Ces Journées ont été vraiment plaisantes. Tout s’est très bien passé, tant avec les équipes du Couvent des Jacobins qu’avec le traiteur. Je connais bien le Couvent : en tant que chargé de programme cybersécurité, je participe chaque année à l’European Cyber Week qui s’y tient. J’y étais aussi en début d’année pour les Trans Numériques. Alors quand on m’a demandé d’organiser les PEPR IA DAYS à Rennes, il était évident pour moi que l’événement ait lieu au Couvent.
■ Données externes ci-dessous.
PR #96, opened 2020-01-06
Add exclude resource IDs field to monitor

itzg:
# Resolves

Part of https://jira.rax.io/browse/SALUS-695

# What

Adds an `excludedResourceIds` field which allows for a monitor to be selectively excluded from binding to the given resource that would be normally be selected by labels.

## How to test

Flyway/schema parts are tested by existing unit tests. Main unit testing happens via the monitor-management changes that will be in a related PR.


src/main/java/com/rackspace/salus/telemetry/entities/Monitor.java
```diff
@@ -121,6 +122,11 @@
     @NonMetadataField
     String resourceId;
 
+    @ElementCollection(fetch = FetchType.EAGER)
```
harageth: I thought it would only allow us to eagerly fetch one collection?

itzg: Yeah, I thought so too and originally didn't have this annotation. During broader unit tests I got the exception about the session being closed, added the annotation, and it actually worked. I seem to remember the issue with more than one eager fetch was during manual JPA queries.

jjbuchan: Hmm, I remember this being a problem too but now this is the 3rd on here.

itzg:
I'll go ahead and merge this so I can verify the build of https://github.com/racker/salus-telemetry-monitor-management/pull/120

PR #107, opened 2020-01-23
Add duration in seconds translator

jjbuchan:
# Resolves

https://jira.rax.io/browse/SALUS-753

# What

1. Adds a translation to convert duration strings to a raw seconds value.
1. Tiny GoDurationTranslator.java tweak
    * It was accidentally left after I wanted to set a breakpoint on that field.

# How

Simply use the `toSeconds` method.

## How to test

Run tests.

# Why

Plugins such as Ping need their values to be in seconds.

# TODO

Individual translator content still needs to be added to data loader.

### DIFF
--- a/src/test/java/com/rackspace/salus/telemetry/translators/DurationInSecondsTranslatorTest.java
+++ b/src/test/java/com/rackspace/salus/telemetry/translators/DurationInSecondsTranslatorTest.java
@@ -19,6 +19,7 @@ package com.rackspace.salus.telemetry.translators;
 import static org.assertj.core.api.Assertions.assertThat;
 
 import com.fasterxml.jackson.databind.ObjectMapper;
+import com.fasterxml.jackson.databind.node.NullNode;
 import com.fasterxml.jackson.databind.node.ObjectNode;
 import java.io.IOException;
 import java.util.Map;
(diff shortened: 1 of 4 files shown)


src/test/java/com/rackspace/salus/telemetry/translators/DurationInSecondsTranslatorTest.java
```diff
@@ -0,0 +1,103 @@
...
+
+    final DurationInSecondsTranslator translator = new DurationInSecondsTranslator()
+        .setField("timeout");
+
+    final ObjectNode contentTree = (ObjectNode) objectMapper.readTree(content);
+
+    translator.translate(contentTree);
+
+    assertThat(contentTree).hasSize(1);
+    assertThat(contentTree.get("timeout")).isNotNull();
```
GeorgeJahad: what value should the timeout have here?

jjbuchan: I've added a new commit for this.  This is showing `timeout` exists in the payload and the new commit shows a `NullNode` will be the value.  i.e. the field exists and contains a null value.

PR #109, opened 2020-01-28
Add extra operators to kapacitor tasks

jjbuchan:
# What

Adds the ability to use more of kapacitors operators in tasks.

image

# How

Updates and enum and goes with https://github.com/racker/salus-event-engine-management/pull/33

## How to test

Added some more tests and verified manually that kapacitor accepts the new payload.

# Why

I was looking through the event engine and saw this was an easy thing to add in. It's especially useful for string metrics or integers that don't change much.

### DIFF
--- a/src/main/java/com/rackspace/salus/telemetry/validators/ExpressionValidator.java
+++ b/src/main/java/com/rackspace/salus/telemetry/validators/ExpressionValidator.java
@@ -29,7 +29,8 @@ public class ExpressionValidator implements ConstraintValidator<ComparatorValida
   @Constraint(validatedBy = ExpressionValidator.class) // validator
   @Documented
   public @interface ComparatorValidation {
-    String message() default "Valid comparators are: >, >=, <, <="; // default error message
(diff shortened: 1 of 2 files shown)


src/main/java/com/rackspace/salus/telemetry/validators/ExpressionValidator.java
```diff
@@ -29,7 +29,8 @@ public boolean isValid(String comparator, ConstraintValidatorContext context) {
   @Constraint(validatedBy = ExpressionValidator.class) // validator
   @Documented
   public @interface ComparatorValidation {
-    String message() default "Valid comparators are: >, >=, <, <="; // default error message
+    String message() default "Valid comparators are: "
+        + "==, !=, >, >=, <, <=, =~, !~"; // default error message
```
jjbuchan: I wanted to change this to be dynamic based on the `convertString` map but it has to be constant in the interface which is annoying but makes sense.

PR #110, opened 2020-01-28
Updated to use testcontainers for DB testing

itzg:
# Resolves

Part of https://jira.rax.io/browse/SALUS-738

# What

The Spring Boot upgrade from 2.1.8 to 2.2.4 included an upgrade of h2 from 1.4.199 to 1.4.200. Even though that version of h2 brings some nice features like json data type support, it also became more picky (correctly so) about the SQL used in the flyway migration files.

Specifically, the use of `engine = InnoDB` on the table creation in the 1.0 migration file was not compatible with h2. (Not sure why h2 previously allowed that clause.)

# How

Use the new `@EnableTestContainersDatabase` annotation provided by https://github.com/racker/salus-test/pull/7 to activate mysql testcontainers support in place of h2 during unit tests.

# How to test

Existing unit tests

# Depends on

https://github.com/racker/salus-test/pull/7


src/test/java/com/rackspace/salus/telemetry/entities/JsonClobTypeTest.java
```diff
@@ -77,6 +79,7 @@ public void testNullClobValue() {
         entityManager.persistFlushFind(resource);
 
     assertThat(saved.getId()).isNotNull();
-    assertThat(saved).isEqualToIgnoringGivenFields(resource, "id");
+    assertThat(saved).isEqualToIgnoringGivenFields(resource,
```
harageth: I really like these Hamcrest `assertThat` functions

itzg: Actually these are AssertJ. It’s confusing because there’s Hamcrest and Mockito matchers too.

PR #113, opened 2020-02-10
Move KafkaMessageKey to model from common

jjbuchan:
# What

Moves things between salus-common and this repo.

# How

`KafkaMessageKey` & `KafkaMessageKeyBuilder` move here.
`View` moves over to salus-common

# Why

Initially it was so I could pull `model` into `salus-common` but in the end I have been able to make it so neither repo depends on the other.

`KafkaMessageKey` is only used on model classes so it makes sense to move it here.
`View` isn't really a "model" and will be used by the new role based auth stuff in common so it is moving there to simplify things.


harageth:
This was just a straight copy right?

jjbuchan:
> This was just a straight copy right?

Other than the pom, yeah.  Refactor->Move Class

PR #116, opened 2020-02-21
added a JsonToLowerCaseDeserializer

harageth:
# Resolves

https://jira.rax.io/browse/SALUS-694

# What

Make sure that certain string values are lower case when we deserialize them from json

# How

This provides a class annotation that we can apply on a per field level to tell spring to use this deserializer. It will lowercase any of the fields that it annotates

## How to test

tests are created in resource management

# Why

The current set of PR's is just for resourceId but I can see this being used in the future on other fields


src/main/java/com/rackspace/salus/telemetry/translators/JsonToLowerCaseDeserializer.java
```diff
@@ -0,0 +1,38 @@
...
+import com.fasterxml.jackson.core.JsonParser;
+import com.fasterxml.jackson.core.JsonProcessingException;
+import com.fasterxml.jackson.databind.DeserializationContext;
+import com.fasterxml.jackson.databind.deser.std.StdDeserializer;
+import java.io.IOException;
+
+public class JsonToLowerCaseDeserializer extends StdDeserializer<String> {
+
+
+  //private static final long serialVersionUID = 7527542687158493910L;
```
itzg: Could go ahead and uncomment since StdDeserializer appears to implement Serializable.

harageth: Didn't push up that deletion

harageth:
@itzg how do you feel about the package I placed this in?

itzg:
> @itzg how do you feel about the package I placed this in?

I'm glad you asked since I didn't notice the package before. `translators` doesn't seem like the right place; perhaps `model` instead.

PR #117, opened 2020-03-02
Renamed consecutiveCount to stateDuration

harageth:
# Resolves

https://jira.rax.io/browse/SALUS-824

# What

Makes sure that even if not provided the user still has a consecutive count

# How

It sets the value in the LevelExpression

## How to test

Run the unit tests

# Why

This seemed like the best way to have the value go through the same validations as everything else the user would input.

### DIFF
--- a/src/main/java/com/rackspace/salus/telemetry/entities/EventEngineTaskParameters.java
+++ b/src/main/java/com/rackspace/salus/telemetry/entities/EventEngineTaskParameters.java
@@ -56,7 +56,7 @@ public class EventEngineTaskParameters {
 
     @Valid
     Expression expression;
-    Integer consecutiveCount = 1;
+    Integer stateDuration = 1;
   }
 
   @Data
--- a/src/main/java/com/rackspace/salus/telemetry/entities/EventEngineTaskParameters.java
+++ b/src/main/java/com/rackspace/salus/telemetry/entities/EventEngineTaskParameters.java
@@ -56,7 +56,7 @@ public class EventEngineTaskParameters {
 
     @Valid
     Expression expression;
-    Integer consecutiveCount;
+    Integer consecutiveCount = 1;
   }
 
   @Data
--- a/src/main/java/com/rackspace/salus/telemetry/entities/EventEngineTaskParameters.java
+++ b/src/main/java/com/rackspace/salus/telemetry/entities/EventEngineTaskParameters.java
@@ -56,7 +56,7 @@ public class EventEngineTaskParameters {
 
     @Valid
     Expression expression;
-    Integer stateDuration = 1;
+    Integer stateDuration;
   }
 
   @Data


src/main/java/com/rackspace/salus/telemetry/entities/EventEngineTaskParameters.java
```diff
@@ -56,7 +56,7 @@
 
     @Valid
     Expression expression;
-    Integer consecutiveCount;
+    Integer consecutiveCount = 1;
```
harageth: This is going to be in minutes. 1 is probably to small of a number. I figured something closer to 3 or 5 would be what we ended up on.

itzg: Hmm, why did we continue to call it consecutive **count**? While you're in here I'd prefer we call this "stateDuration" to borrow from Kapacitor's terminology.

itzg: IMHO, null should be default since I think we should have immediate transitions triggering the event by default.

harageth: This should definitely be renamed to stateDuration. 

I am not sure that this should actually default to immediate transition triggering. I guess flapping detection is setup by default in the tick script builder, so we shouldn't have to worry as much about immediate state changes causing flapping tickets for support.

itzg: I still don't agree, but I can be easily swayed by what others prefer.

GeorgeJahad: I don't feel strongly at all, and I'm always hesitant to disagree with geoff.

itzg: To clarify, I would prefer that the simpler event config be the default and user opt into the more-complicated-to-explain state duration logic; however...I do see merit in protecting the user (or really us) from flapping events in the default case.

harageth: Looking a little closer at our flapping detection it is not turned on by default. There is a boolean the customer can set and if its set they can't change the values so those values are created by default.

jjbuchan: I think it should be null here and any defaults should be handled by policy mgmt.

src/main/java/com/rackspace/salus/telemetry/entities/EventEngineTaskParameters.java
```diff
@@ -56,7 +56,7 @@
 
     @Valid
     Expression expression;
-    Integer stateDuration = 1;
+    Integer stateDuration;
```
itzg: ...meanwhile, over on https://github.com/racker/salus-event-engine-management/pull/39/files#r387412069 I realized I was actually getting myself confused. If you change this field to be an `int`, the default will be zero and that will both be handled by existing task generator logic and the default the user experience to the "immediate" mode of event trigger.

harageth: And the extra funny part about this is that I am pretty sure I made it an `Integer` in the first place to allow for `null` as an applicable value.

PR #118, opened 2020-03-11
Add order to translations

jjbuchan:
# What

Adds an `order` field to monitor tanslations.

# How

Add one new field.

## How to test

Tests in monitor management

# Why

Now for each monitor that requires translations to be applied in a certain order, we can add a value to each translation to determine what order they are performed in.

> Assuming we have a translation that looks for `timeout` and appends an `s` to the end of the value...
>
> If this value is provided via the api `timeout: 2` and the end result in telegraf needs to be `responseTimeout: 2s`, if the key was renamed before the value had the `s` appended the value translation would currently fail because `timeout` could not be found.

> Another more complex scenario - these three translators get called and need to be done in this order:
>
> JoinHostPortTranslator
> ScalarToArrayTranslator
> RenameTypeTranslator

# TODO

Update data-content-loader payloads.

### DIFF
--- a/src/main/java/com/rackspace/salus/telemetry/entities/MonitorTranslationOperator.java
+++ b/src/main/java/com/rackspace/salus/telemetry/entities/MonitorTranslationOperator.java
@@ -16,7 +16,6 @@
 
 package com.rackspace.salus.telemetry.entities;
 
-import com.fasterxml.jackson.annotation.JsonProperty;
 import com.rackspace.salus.telemetry.model.AgentType;
 import com.rackspace.salus.telemetry.model.ConfigSelectorScope;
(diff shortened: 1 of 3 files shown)


jjbuchan:
I always forget about model tests.  After running them there was a failure due to not adding the `order` column to our sql migrations.

After that things would still fail since `order` is a reserved word.  If we wanted to continue using it I think we'd need to add `hibernate.globally_quoted_identifiers=true` to any service using the db.

To keep things simpler I left the field name as `order` in the java object but changed it to `priority_order` in the db.

itzg:
> To keep things simpler I left the field name as `order` in the java object but changed it to `priority_order` in the db.

Sounds good to me.

PR #31, opened 2020-10-14
Fixes for generated code and datawriter/reader

reicheratwork:
In generated code, the vector is checked for emptyness before memcopying the container
Removed the use of c99 to c++ copy functions in datawriter/reader since these are no longer necessary


k0ekk0ek:
I think I'm mostly fine with the changes. Removing the copy in/out functions is the right thing to do since they're not there anymore. Have you verified instances can be registered etc?

k0ekk0ek:
We verified basic read/write works with the above changes, so it's a step in the right direction. No warnings are introduced, so while `idlcxx` is definitely not ready to master, but I'd be happy to take these changes into the `idlcxx` branch.

PR #38, opened 2020-10-21
Changing ECA signature

RamziKaroui:
Signed-off-by: Ramzi.Karoui@adlinktech.com <Ramzi.Karoui@adlinktech.com>


examples/ATC/.DS_Store
trittsv, line 1: @RamziKaroui the macos .DS_Store files should not be checked into git, may you can remove this file?

examples/ATC/publisher.cpp
```diff
@@ -0,0 +1,149 @@
...
+ * http://www.eclipse.org/legal/epl-2.0, or the Eclipse Distribution License v. 1.0 which is available at
+ * http://www.eclipse.org/org/documents/edl-v10.php.
+ * SPDX-License-Identifier: EPL-2.0 OR BSD-3-Clause
+ *
+ */
+
+#include <iostream>
+#include "dds/dds.hpp"
+#include "dds/core/ddscore.hpp"
+#include "ATCDataModel_DCPS.hpp"
```
trittsv, line 15: @RamziKaroui may you can update the source code too for the current master. There is no _DCPS anymore. 
And no need to include dds/core/ddscore, its already included in dds/dds.hpp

Ses équipes sont toujours très pro, présentes de A à Z pendant tout l’événement ; en amont, elles n’hésitent pas à proposer leur aide, avec des points réguliers sur tous les aspects de l’organisation. Si je pouvais, j’organiserais plus souvent des événements ici !
Nous avions réservé la Nef pour les keynotes, la plénière et les présentations de résultats scientifiques. Nous avons fait pas mal de sessions parallèles entre la Nef et les Dortoirs et les participants ont circulé sans problème entre les deux car tout était bien indiqué. Les échanges de ces 3 jours, enregistrés par les équipes du Couvent, vont être diffusés sur notre chaîne YouTube.
De même, nous étions au Couvent pendant un épisode de canicule, alors nous avons apprécié la fraîcheur offerte par ce bâtiment en pierres !
Quels sont les enjeux de l’IA en France ?
M-R. Amini : Nous avons pris le train en marche, mais nous ne sommes finalement trop en retard sur les USA et la Chine. Ce qui nous différencie de ces pays, c’est la prise en compte d’un développement responsable de la science. On parle beaucoup éthique, explicabilité, IA de confiance, IA démocratique, IA pour le bien de la société, IA comme aide à la décision et non comme une machine qui prend des décisions toute seule… Ce sont des questions que l’on se pose depuis plusieurs années et que les Américains commencent à se poser. Comme l’écrivait Rabelais, « Science sans conscience n’est que ruine de l’âme ».
Quelle est la place de Rennes dans l’écosystème IA?
M-R. Amini : Rennes est l’un des grands centres numériques en France, la ville accueille de nombreux chercheurs en IA. Il existe sur le territoire national 9 clusters IA portés par des universités avec une envergure nationale, dont un à Rennes qui s’appelle SequoIA. Le CNRS pilote le réseau des ingénieurs du programme national en recherche en IA (PNRIA) dont je suis directeur scientifique. 20 ingénieurs sont basés sur 5 unités en France ; ils accompagnent les projets en IA de la communauté scientifique sur le supercalculateur Jean Zay. Une des unités est basée à l’IRISA à Rennes.
L.Taligrot : Pour preuve, nous avons tenu une session commune à la fin des PEPR IA Days pour faire émerger de potentielles collaborations entre le PEPR et le cluster.